A escassez de petróleo em Cuba se intensificou após sanções impostas pelos Estados Unidos, que dificultaram o recebimento de suprimentos da Venezuela. O governo cubano anunciou recentemente medidas de racionamento de combustíveis para lidar com a situação.

A situação energética em Cuba é crítica, com apagões em larga escala sendo registrados nos últimos dias. Dados da empresa belga Kpler indicam que o país possui reservas de petróleo suficientes para apenas 15 a 20 dias, conforme divulgado pelo Financial Times. Acompanhe os desdobramentos dessa crise e as medidas adotadas pelo governo cubano.

Priorização de Serviços Essenciais e Setores Estratégicos

Diante da escassez, o governo cubano definiu que o uso de combustíveis será priorizado para serviços essenciais. Isso inclui áreas como saúde, defesa, e os sistemas de abastecimento de água e alimentos. A decisão visa garantir o funcionamento mínimo das infraestruturas críticas do país.

Além dos serviços essenciais, os setores agrário e de turismo também foram incluídos na lista de prioridades para o uso de combustíveis.

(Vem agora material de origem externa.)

PR #1356, opened 2026-03-19
SANY: Only lint after semantic analysis and level checking

ahelwer:
Fixes crash if linter is run after skipping semantic analysis

Before these changes, SANY would crash if semantic analysis was skipped but linting was run anyway. Now SANY only runs the linter if semantic analysis completed successfully. In addition, SANY requires level-checking to have been run before running the linter, in anticipation of possible future linter messages that might require use of level information; it also just makes sense to have the most "optional" analysis level only run after all the strictly required analysis levels have run.

[Enhancement][Bug][SANY]

### DIFF
--- a/tlatools/org.lamport.tlatools/src/tla2sany/drivers/SANY.java
+++ b/tlatools/org.lamport.tlatools/src/tla2sany/drivers/SANY.java
@@ -192,22 +192,22 @@ public class SANY {
       frontEndParse(spec, out, settings);
     
       // **** Semantic analysis and level checking
-      if (settings.doSemanticAnalysis) 
-            {frontEndSemanticAnalysis(spec, out, settings);} ;
+      if (settings.doSemanticAnalysis) {
+        frontEndSemanticAnalysis(spec, out, settings);
 
-      // **** Linting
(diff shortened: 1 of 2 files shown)


ahelwer:
Worked for a while on more elaborate changes that tracked a sort of "lifecycle state" in the `SpecObj` class then realized I was just trying to write OCaml code in Java and it was going nowhere, so I think keeping it simple and just moving linting inside the `settings.doSemanticAnalysis` block is fine.

lemmy:
This PR broke our VSCode extension's `Parse Module Stream Merging Tests` test: https://github.com/tlaplus/vscode-tlaplus/actions/runs/23358784806/job/67959300591

ahelwer:
Odd, will check it out.

ahelwer:
Ahh, this is because of this line:

https://github.com/tlaplus/vscode-tlaplus/blob/96ad1f0b73619c56909928f4e1c2d7437060b8b3/tests/suite/commands/parseModule.test.ts#L85

It hardcodes the "Linting of module ParseError" message and now we don't run the linter if parsing fails.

O ministro dos Transportes, Eduardo Rodríguez, assegurou que voos nacionais e internacionais continuarão sendo mantidos, apesar da suspensão do fornecimento de querosene nos aeroportos.

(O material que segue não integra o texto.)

PR #1359, opened 2026-03-22
SANY: Improve stability by preserving operator definition order

### LINKED ISSUE #1044: Refactoring goal: improve stability of liveness checker

ahelwer:
TLC now also prints state traces with variables listed in the order of their definition

SANY's Context class is used to hold names that are in scope when resolving references. For this purpose it was using a Hashtable, which does not preserve the iteration order of inserted elements. While the Context class did implement its own linked list system to supply this order, this system was not often used and so users retrieved the list of defined operators in essentially random order directly from the Hashtable. This had ramifications further up the stack, ultimately affecting the state exploration order of the safety & liveness checkers and thus the specific counterexamples they found. While not a bug as such, this made it annoying to make changes to SANY as they could cause completely unrelated unit test failures.

These changes swap out the Hashtable with the newer LinkedHashMap data-structure from the Java standard library, which preserves iteration according to insertion order.

[Refactor][SANY]

Closes #1044 

Facilitates #1331

Likely necessary for the TLAPM/SANY parser rebasing work; still evaluating different approaches to get the XML Exporter to output unit-level definitions in the right order.


ahelwer:
Happily these changes turned out to be the key to a very nice user-facing feature which has always annoyed me: TLC will now print error traces with the variables matching the order of declaration in the module, instead of a random order! As this breaks a number of existing unit tests, I changed the unit test function that checks trace equivalence to check equality under permutation of conjuncts. Some unit tests still have to be fixed.

tlatools/org.lamport.tlatools/test/tlc2/tool/CommonTestCase.java
```diff
@@ -108,24 +120,110 @@ protected void assertTraceWith(final List<Object> actual, final List<String> exp
...
+	 *
+	 * Only re-ordering of top-level conjuncts is supported. Future work could
+	 * possibly expand to analyzing the abstract syntax tree itself, or even
+	 * rehydrating the state in TLC to compare it that way and avoid all tricky
+	 * string mismatch issues. While from this point forward TLC should print
+	 * out states with variables in a stable order, this permutation function
+	 * was written to avoid the very tedious task of converting all existing
+	 * unit test traces to use the new stable ordering.
+	 */
+	private static int[] assertStateEqualUnderPermutation(
```
lemmy, line 149: The complete fixture (trace) update is a mechanical, one-time task: run the tests, capture the new stable TLC output, and rewrite the expected strings in each test file. This is exactly the kind of tedious-but-straightforward bulk edit that AI tooling handles reliably, and it avoids permanently complicating the test infrastructure to save a one-time effort. Moreover, the permutation-invariant approach does not assert the operator definition order this PR introduces.  If something breaks the ordering guarantee, the tests won't catch it.

ahelwer: Is declaration-based trace variable ordering a sufficiently interesting feature to justify that large of a diff?

lemmy: As far as I recall, users can control the ordering via an `ALIAS`. That said, having a stable default ordering is likely beneficial for those running TLC outside of IDEs that enforce a specific order.

In any case, this change only affects test code, so it doesn’t meaningfully impact our goal of minimizing diffs to preserve effective git bisect usage.

tlatools/org.lamport.tlatools/src/tla2sany/semantic/ModuleNode.java
```diff
@@ -386,8 +386,8 @@ public final OpDeclNode[] getConstantDecls() {
 
     final Vector<OpDeclNode> contextVec = ctxt.getConstantDecls();
     constantDecls = new OpDeclNode[contextVec.size()];
-    for (int i = 0, j = constantDecls.length - 1; i < constantDecls.length; i++) {
-      constantDecls[j--] = contextVec.elementAt(i);
+    for (int i = 0; i < constantDecls.length; i++) {
+      constantDecls[i] = contextVec.elementAt(i);
```
Calvin-L, line 390: It looks like this code (and the code on line 405 below) previously reversed the list. Now it doesn't. Is that significant?

If it isn't, then perhaps you can further simplify this to something like
```java
constantDecls = ctxt.getConstantDecls().toArray(new OpDeclNode[0]);
```

.github/workflows/pr.yml
```diff
@@ -54,12 +54,12 @@ jobs:
     - name: Run unit tests
       shell: bash
       run: |
-        ant -f tlatools/org.lamport.tlatools/customBuild.xml info test -Dtest.halt=true
+        ant -f tlatools/org.lamport.tlatools/customBuild.xml info test
```
Calvin-L, line 57: Was this change intentional?

ahelwer: This is just a temporary thing to try to catch all the test failures in one go, as otherwise I think it stops after a single failure.

tlatools/org.lamport.tlatools/src/tla2sany/semantic/ModuleNode.java
ahelwer: It is not significant because the list it was reversing had a random order, coming from enumerating the hashtable. The context class did maintain a sort of reverse linked list through the hash table which other methods in the ModuleNode class use, so reversing is the right thing to do in those cases. But then this method aped them by reversing the list without getting the elements from the reverse linked list. Arguably this fix could have just changed these methods to use the existing reverse linked list instead of switching to a LinkedHashMap, but LinkedHashMap is nice.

Medidas para Contornar o Bloqueio e Garantir Pagamentos

Em uma tentativa de driblar as sanções americanas, o governo cubano anunciou a descentralização da importação de combustíveis. Qualquer entidade com capacidade de importar o produto poderá fazê-lo, buscando diversificar as fontes de suprimento.

O governo também reforçará os investimentos em produção de energia solar e manterá a geração de eletricidade. Para os trabalhadores do setor estatal, o ministro do Trabalho, Jesus Otamendiz, garantiu o pagamento de um salário básico durante o período da crise, como parte do plano de contingência.

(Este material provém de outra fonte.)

PR #1360, opened 2026-03-23
Add -suppressMessages and -warningsAsErrors CLI flags to TLC (phase 2…

craft095:
… of #1186)).

- Add isKnownCode(int) static method with a KnownCodes holder class that lazily builds the set of all known EC codes via reflection.
- Parse -suppressMessages and -warningsAsErrors in TLC.handleParameters(); validate codes and their combinations.
- SpecProcessor.java, CheckImplFile.java: Replace deprecated SANY.frontEndMain/ frontEndParse/frontEndSemanticAnalysis calls with SANY.parse() + SanySettings, forwarding any SANY-range suppressed/warningsAsError codes from MP.

Github issue #1186

### DIFF
--- a/tlatools/org.lamport.tlatools/src/tlc2/TLC.java
+++ b/tlatools/org.lamport.tlatools/src/tlc2/TLC.java
@@ -14,6 +14,7 @@ import java.nio.file.Path;
 import java.nio.file.Paths;
 import java.text.SimpleDateFormat;
 import java.util.ArrayList;
+import java.util.Arrays;
 import java.util.Date;
 import java.util.HashMap;
 import java.util.HashSet;
@@ -23,6 +24,7 @@ import java.util.Map;
 import java.util.Random;
 import java.util.Set;
 import java.util.TimeZone;
+import java.util.function.Consumer;
 import java.util.regex.Matcher;
 import java.util.regex.Pattern;
 
@@ -507,7 +509,21 @@ public class TLC {
                     printErrorMsg("Error: -suppressMessages requires a comma-separated list of message codes.");
                     return false;
                 }
-                if (!parseAndCategorizeMessageCodes(args[index++], sanySuppressedCodes, tlcSuppressedCodes, true)) {
+                try {
+                    Arrays.stream(args[index++].split(","))
+                          .map(String::trim)
+                          .mapToInt(Integer::parseInt)
+                          .forEach(code -> classifyMessageCode(code,
+                              tlcSuppressedCodes::add,
+                              sanyCode -> {
+                                  if (sanyCode.getSeverityLevel() == ErrorCode.ErrorLevel.ERROR) {
+                                      throw new IllegalArgumentException(
+                                          "code " + code + " is an error and cannot be suppressed.");
+                                  }
+                                  sanySuppressedCodes.add(sanyCode);
+                              }));
+                } catch (IllegalArgumentException e) {
+                    printErrorMsg("Error: " + e.getMessage());
                     return false;
                 }
             } else if (args[index].equals("-messagesAsErrors"))
@@ -517,7 +533,14 @@ public class TLC {
                     printErrorMsg("Error: -messagesAsErrors requires a comma-separated list of message codes.");
                     return false;
                 }
-                if (!parseAndCategorizeMessageCodes(args[index++], sanyMessagesAsErrorCodes, tlcMessagesAsErrorCodes, false)) {
+                try {
+                    Arrays.stream(args[index++].split(","))
+                          .map(String::trim)
+                          .mapToInt(Integer::parseInt)
+                          .forEach(code -> classifyMessageCode(code,
+                              tlcMessagesAsErrorCodes::add, sanyMessagesAsErrorCodes::add));
+                } catch (IllegalArgumentException e) {
+                    printErrorMsg("Error: " + e.getMessage());
                     return false;
                 }
             } else if (args[index].equals("-gzip"))
@@ -1605,54 +1628,20 @@ public class TLC {
     }
 
     /**
-     * Parses and cotegorizes a comma-separated list of message codes into {@code tlcTarget} and 
-	 * {@code sanyTarget}.
-     * Each code must be known to TLC ({@link EC#isKnownCode}) or to SANY
-     * ({@link tla2sany.semantic.ErrorCode#fromStandardValue}).
-     * If SANY code is an error, it is rejected. TLC has no per-code level metadata.
+     * Validates a single numeric code as either a TLC or SANY code and passes
+     * it to the appropriate consumer.
      *
-     * @param arg The comma-separated list of message codes.
-     * @param sanyTarget The set to add SANY message codes to.
-     * @param tlcTarget The set to add TLC message codes to.
-     * @param suppressed Whether the message codes are suppressed.
-     * @return {@code true} on success
-     *         {@code false} on the first invalid token.
+     * @throws IllegalArgumentException if the code is unknown.
      */
-    private boolean parseAndCategorizeMessageCodes(
-			final String arg, 
-			final Set<ErrorCode> sanyTarget,
-			final Set<Integer> tlcTarget,
-			final boolean suppressed) {
-        for (String token : arg.split(",")) {
-            token = token.trim();
-            final int code;
-            try {
-                code = Integer.parseInt(token);
-            } catch (final NumberFormatException e) {
-                printErrorMsg("Error: expected a message code, got: " + token);
-                return false;
-            }
-            // Validate: must be a known TLC code or a known SANY code.
-            if (EC.isKnownCode(code)) {
-                tlcTarget.add(code);
-                continue;
-            }
-            try {
-                final tla2sany.semantic.ErrorCode sanyCode = tla2sany.semantic.ErrorCode.fromStandardValue(code);
-                // Check if the code is an error and if it is, and it is suppressed, print an error 
-                // message and return false. We do it for SANY codes only because TLC has no 
-				// per-code level metadata to distinguish between warnings and errors.
-                if (suppressed && sanyCode.getSeverityLevel() == tla2sany.semantic.ErrorCode.ErrorLevel.ERROR) {
-                    printErrorMsg("Error: code " + code + " is an error and cannot be suppressed.");
-                    return false;
-                }
-                sanyTarget.add(sanyCode);
-            } catch (final IllegalArgumentException ignored) {
-                printErrorMsg("Error: unknown message code: " + code);
-                return false;
-            }
+    private static void classifyMessageCode(int code,
+            Consumer<Integer> onTlc, Consumer<ErrorCode> onSany) {
+        if (EC.isKnownCode(code)) {
+            onTlc.accept(code);
+        } else if (ErrorCode.isStandardValue(code)) {
+            onSany.accept(ErrorCode.fromStandardValue(code));
+        } else {
+            throw new IllegalArgumentException("unknown message code: " + code);
         }
-        return true;
     }
 
     /**
--- a/tlatools/org.lamport.tlatools/src/tla2sany/semantic/ErrorCode.java
+++ b/tlatools/org.lamport.tlatools/src/tla2sany/semantic/ErrorCode.java
@@ -222,6 +222,14 @@ public enum ErrorCode {
       .collect(Collectors.toMap(code -> code.value, code -> code));
 
   /**
+   * Returns {@code true} if {@code value} corresponds to a known
+   * {@link ErrorCode} enum constant.
+   */
+  public static boolean isStandardValue(final int value) {
+    return codeMap.containsKey(value);
+  }
+
+  /**
    * Given the standardized error value, find and return the enum instance
    * to which it corresponds.
    *


tlatools/org.lamport.tlatools/src/tlc2/output/MP.java
```diff
@@ -217,8 +218,14 @@ public static class Colors {
     private static final DateTimeFormatter SDF = DateTimeFormatter.ofPattern("yyyy-MM-dd HH:mm:ss")
     		.withZone(ZoneId.systemDefault()); //$NON-NLS-1$
 	private static final ThreadLocal<DecimalFormat> DF = ThreadLocal.withInitial(() -> new DecimalFormat("###,###.###"));
-	
-	private static final java.util.Set<Integer> SUPPRESSED = new HashSet<>();
+
+    // TLC-range message codes
+	private static final java.util.Set<Integer> TLC_SUPPRESSED = new HashSet<>();
```
ahelwer: Maybe just import java.util.Set? It is used in a bunch of places in this file.

tlatools/org.lamport.tlatools/src/tlc2/tool/impl/SpecProcessor.java
```diff
@@ -409,7 +411,9 @@ private final void processSpec(final Mode mode)
             // Only if something unexpected happens the
             // exception is thrown
             SanyOutput out = new SimpleSanyOutput(ps, LogLevel.INFO);
-            SANY.frontEndMain(specObj, this.rootFile, out);
+            final SanySettings settings = SanySettings.forExternalCaller(
+                MP.getSanySuppressedCodes(), MP.getSanyMessagesAsErrorCodes());
+            SANY.parse(specObj, this.rootFile, out, settings);
```
ahelwer: The return value here should be checked to see whether it is `tla2sany.drivers.SanyExitCode.OK`, which should encompass all error handling except for catching the `FrontEndException`.

tlatools/org.lamport.tlatools/src/tlc2/tool/CheckImplFile.java
```diff
@@ -99,14 +101,13 @@ public final boolean getTrace()
...
         SpecObj spec = new SpecObj(rfname, null);
         try
         {
             SanyOutput out = new SimpleSanyOutput(ToolIO.out, LogLevel.INFO);
-            SANY.frontEndInitialize();
-            SANY.frontEndParse(spec, out);
-            SANY.frontEndSemanticAnalysis(spec, out, true);
+            final SanySettings settings = SanySettings.forExternalCaller(
+                MP.getSanySuppressedCodes(), MP.getSanyMessagesAsErrorCodes());
+            SANY.parse(spec, rfname, out, settings);
```
ahelwer: Same as above

tlatools/org.lamport.tlatools/src/tlc2/TLC.java
```diff
@@ -1539,7 +1604,56 @@ private void printErrorMsg(String msg)
...
+                return false;
+            }
+            // Validate: must be a known TLC code or a known SANY code.
+            if (EC.isKnownCode(code)) {
+				tlcTarget.add(code);
+				continue;
+			}
+            try {
+                final tla2sany.semantic.ErrorCode sanyCode = tla2sany.semantic.ErrorCode.fromStandardValue(code);
+				// Check if the code is an error and if it is, and it is suppressed, print an error
```
ahelwer: wonky indentation compared to surroundings (likely mix of tabs and spaces)

tlatools/org.lamport.tlatools/src/tlc2/tool/impl/SpecProcessor.java
craft095: I thought about it but what should we do if it is not OK? We handle all the errors below anyway.

ahelwer: I think the `specObj.errorCode` check can be replaced with this one.

tlatools/org.lamport.tlatools/src/tlc2/output/EC.java
```diff
@@ -468,4 +472,31 @@ public static boolean exitStatusToCrash(final int exitStatus) {
...
+     * NOTE: Ideally, we should refactor TLC and introduce an enumeration of all the codes. However,
+     * it would result in multiple changes all over the codebase.
+     */
+    final class KnownCodes {
+        static final Set<Integer> ALL;
+        static {
+            final HashSet<Integer> s = new HashSet<>();
+            for (final Field f : EC.class.getDeclaredFields()) {
+                if (f.getType() == int.class && Modifier.isStatic(f.getModifiers())) {
+                    try { s.add(f.getInt(null)); } catch (final IllegalAccessException ignored) {}
```
lemmy: Please call `ignored.printStackTrace()` in the catch block instead of silently swallowing the exception. Even if we believe the exception should never occur, logging it will provide useful insight if it ever does.

tlatools/org.lamport.tlatools/src/tlc2/TLC.java
```diff
@@ -1115,7 +1160,27 @@ else if (index < args.length)
                 }
             }
         }
-		
+
+        // Conflict check: -nowarning cannot be combined with per-code controls.
+		final boolean hasSuppressedCodes = !sanySuppressedCodes.isEmpty() || !tlcSuppressedCodes.isEmpty();
+		final boolean hasMessagesAsErrorCodes = !sanyMessagesAsErrorCodes.isEmpty() || !tlcMessagesAsErrorCodes.isEmpty();
+        if (!TLCGlobals.warn && (hasSuppressedCodes || hasMessagesAsErrorCodes)) {
```
lemmy: Why is `-nowarning` incompatible with elevating messages to errors?

tlatools/org.lamport.tlatools/src/tlc2/TLC.java
```diff
@@ -1539,7 +1604,56 @@ private void printErrorMsg(String msg)
...
+            // Validate: must be a known TLC code or a known SANY code.
+            if (EC.isKnownCode(code)) {
+                tlcTarget.add(code);
+                continue;
+            }
+            try {
+                final tla2sany.semantic.ErrorCode sanyCode = tla2sany.semantic.ErrorCode.fromStandardValue(code);
+                // Check if the code is an error and if it is, and it is suppressed, print an error 
+                // message and return false. It's a best effort to prevent the user from suppressing 
+                // errors because we cannot do the same for TLC codes.
```
lemmy: I do not understand this comment., which suggests that SANY supports suppressing errors.  What does SANY do if it encounters a suppressed error?

Assuming SANY supports suppressing errors and does something reasonable, why would we prevent a user from using it here?

tlatools/org.lamport.tlatools/src/tlc2/TLC.java
```diff
@@ -1539,7 +1604,56 @@ private void printErrorMsg(String msg)
...
+     * If SANY code is an error, it is rejected. TLC has no per-code level metadata.
+     *
+     * @param arg The comma-separated list of message codes.
+     * @param sanyTarget The set to add SANY message codes to.
+     * @param tlcTarget The set to add TLC message codes to.
+     * @param suppressed Whether the message codes are suppressed.
+     * @return {@code true} on success; prints an error message and returns
+     *         {@code false} on the first invalid token.
+     */
+    private boolean parseMessageCodes(final String arg,
```
lemmy: This name is misleading, as the method does more than simply parse message codes. In reality, it converts strings into integers as a preliminary step before categorizing them into TLC and SANY codes. It also conditionally suppresses its own error message, which I believe should be removed.

I recommend refactoring this logic into three distinct steps at the call site. There’s no need to be overly clever here—performance is not a concern.

tlatools/org.lamport.tlatools/src/tlc2/TLC.java
```diff
@@ -391,6 +392,25 @@ private boolean checkEnvironment() {
...
 
+
+	/**
+	 * Generic method to check for overlap between two sets of codes
+	 * @param <T> the type of the codes
+	 * @param suppressedCodes the set of suppressed codes
+	 * @param messagesAsErrorCodes the set of messages as error codes
+	 * @return true if there is no overlap, false otherwise
+	 */
+	private <T> boolean checkForMessageCodeOverlap(final Set<T> suppressedCodes, final Set<T> messagesAsErrorCodes) {
```
lemmy, line 405: static?

tlatools/org.lamport.tlatools/src/tlc2/tool/CheckImplFile.java
```diff
@@ -116,6 +118,10 @@ public final boolean getTrace()
         {
             Assert.fail(EC.TLC_PARSING_FAILED);
         }
+        // Abort if SANY reported elevated errors.
```
lemmy, line 121: This looks like a tangential behavioral change that’s not directly tied to the main objective of this PR. Would you mind moving it into a separate commit to help keep the review focused?

tlatools/org.lamport.tlatools/src/tlc2/output/MP.java
```diff
@@ -238,22 +245,110 @@ public static class Colors {
...
+        SANY_MESSAGES_AS_ERRORS.clear();
     }
 
     /**
      * Private constructor to avoid instantiations
      */
     private MP()
     {
-        warningHistory = new Set();
+        warningHistory = new HashSet<>();
```
lemmy: Replacing `util.Set` with `java.util.HashSet` appears to introduce a behavioral change that is not directly related to the primary goal of this PR. In particular, many methods in `util.Set` are synchronized, whereas `HashSet` is not. Even seemingly minor refactorings like this can carry subtle risks, so it would be better to avoid them unless they are strictly necessary to the change at hand.

tlatools/org.lamport.tlatools/src/tlc2/output/MP.java
```diff
@@ -238,22 +245,110 @@ public static class Colors {
...
+    public static void addSanyMessagesAsErrors(java.util.Collection<ErrorCode> codes) {
+        SANY_MESSAGES_AS_ERRORS.addAll(codes);
+    }
+
+    /**
+     * Clears all per-code message controls ({@link #TLC_SUPPRESSED}, {@link #TLC_MESSAGES_AS_ERRORS},
+     * {@link #SANY_SUPPRESSED}, and {@link #SANY_MESSAGES_AS_ERRORS}).  Intended for use by tests 
+     * to restore MP to a clean state between test cases.
+     */
+    public static void resetMessageControl() {
```
lemmy: Consider moving `WarningControlTest` to the `tlc2.output` package so this doesn't have to be public.

tlatools/org.lamport.tlatools/src/tlc2/output/MP.java
```diff
@@ -238,22 +245,110 @@ public static class Colors {
         final String suppressed = System.getProperty("tlc2.output.MP", "");
```
lemmy: Should this be removed entirely, or should it instead produce an error guiding users to the new functionality?

tlatools/org.lamport.tlatools/src/tlc2/TLC.java
craft095: Clarified the comment.

tlatools/org.lamport.tlatools/src/tlc2/TLC.java
craft095: It uses member function to report an error and therefore, cannot be static.

tlatools/org.lamport.tlatools/src/tlc2/tool/CheckImplFile.java
craft095: I reverted the change, but wanted to clarify: do you mean a separate commit or a separate PR? I would say that this change is logically connected to this PR.

tlatools/org.lamport.tlatools/src/tlc2/TLC.java
craft095: I renamed the function and clarified comment. I don't want to expand its content at the call site - it is already a huge function.

> It also conditionally suppresses its own error message, which I believe should be removed.

Not sure I understand. It doesn't suppress its own message. It reports an error when user tries to suppress SANY errors. It does so because it is impossible to suppress them and it feels like it is useful for user to be informed about it.

tlatools/org.lamport.tlatools/src/tlc2/tool/CheckImplFile.java
lemmy: I meant commit, not PR. Pull requests are a GitHub workflow artifact and become largely irrelevant once they’re closed. Commits, on the other hand, are permanent and remain important—especially when bisecting history to track down regressions. In general, each commit ideally represents a single, logical change.

tlatools/org.lamport.tlatools/src/tlc2/output/MP.java
```diff
@@ -241,14 +241,6 @@ public static class Colors {
     static
     {
         instance = new MP();
-        
-        final String suppressed = System.getProperty("tlc2.output.MP", "");
```
lemmy, line 238: The removal of the system property is a behavioral change and should be explicitly mentioned in the commit message.

tlatools/org.lamport.tlatools/src/tlc2/TLC.java
lemmy: The new name still doesn’t fully capture the method’s responsibilities. If we were to make it explicit, it would end up as something like parseAndCategorizeAndCheckMessageCodesAndConditionallyReportErrors, which suggests the naming direction may not scale well.

As an alternative, I’d suggest: https://github.com/tlaplus/tlaplus/commit/477565b18a115d650ea8a51dd0ef582d5dafb8e8

craft095: > The new name still doesn’t fully capture the method’s responsibilities.  it would end up as something like parseAndCategorizeAndCheckMessageCodesAndConditionallyReportErrors

Is it unusual/unexpected that a parsing function does some checks and reports errors?

> As an alternative, I’d suggest: https://github.com/tlaplus/tlaplus/commit/477565b18a115d650ea8a51dd0ef582d5dafb8e8

1. https://github.com/tlaplus/tlaplus/commit/477565b18a115d650ea8a51dd0ef582d5dafb8e8 duplicates virtually the same code twice. Avoiding such a duplication was the main point of `parseAndCategorize`. 
2. It makes already large function even bigger.

I believe both points are valid reasons to factorize the code. 
That said, if you insist, I will adopt your suggestion.

lemmy: `handleParameters` is large because it is self-contained—it doesn’t delegate logic to helper methods in TLC.java. https://github.com/tlaplus/tlaplus/commit/477565b18a115d650ea8a51dd0ef582d5dafb8e8
duplicates string parsing and integer conversion, which appears in many else if branches within `handleParameters`. Please adopt https://github.com/tlaplus/tlaplus/commit/477565b18a115d650ea8a51dd0ef582d5dafb8e8

lemmy:
Logically merged via https://github.com/tlaplus/tlaplus/pull/1374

Ajuda Humanitária e Críticas de Cuba aos EUA

Em contraste com as sanções, os Estados Unidos anunciaram o envio de US$ 6 milhões em ajuda humanitária para Cuba. Segundo Washington, os recursos destinam-se a mitigar os danos causados pelo furacão Melissa em outubro. Contudo, o vice-ministro das Relações Exteriores cubano, Carlos Fernández de Cossio, classificou a medida como hipócrita.

De Cossio criticou a política americana, afirmando que é incoerente impor sanções severas que afetam a vida de milhões de pessoas e, em seguida, oferecer ajuda limitada. A declaração ressalta a tensão diplomática e as diferentes perspectivas sobre a crise energética na ilha.